┏━━

PR #175, opened 2023-10-13
google: mark cache as ready after it got populated

mvo5:
The googleImagesCache is currently not marked `ready`. This means while it is correctly build it is not used in subsequent calls to projectImages(). This commit set the cache to ready after it got populated.

The first commit fixes the issue, the second adds the test that shows the behavior. Happy to talk about the test more, it makes google a bit easier to test but maybe you prefer a different approach :)

### DIFF
--- a/spread/client_test.go
+++ b/spread/client_test.go
@@ -16,13 +16,13 @@ type clientSuite struct{}
 var _ = Suite(&clientSuite{})
 
 func (s *clientSuite) TestDialOnReboot(c *C) {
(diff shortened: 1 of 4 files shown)


cmatsuoka (approved):

niemeyer (changes requested):
Thanks for the PR. Claudio, can we please have a look at these details?

niemeyer (approved):
Thanks everyone.

mvo5:
Super nice to see this getting in, thank you so much @niemeyer and @cmatsuoka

┗━━

» TO DO
Count up every line above that has the word "commit" in it; answer with the number alone.

» RESPONSE
2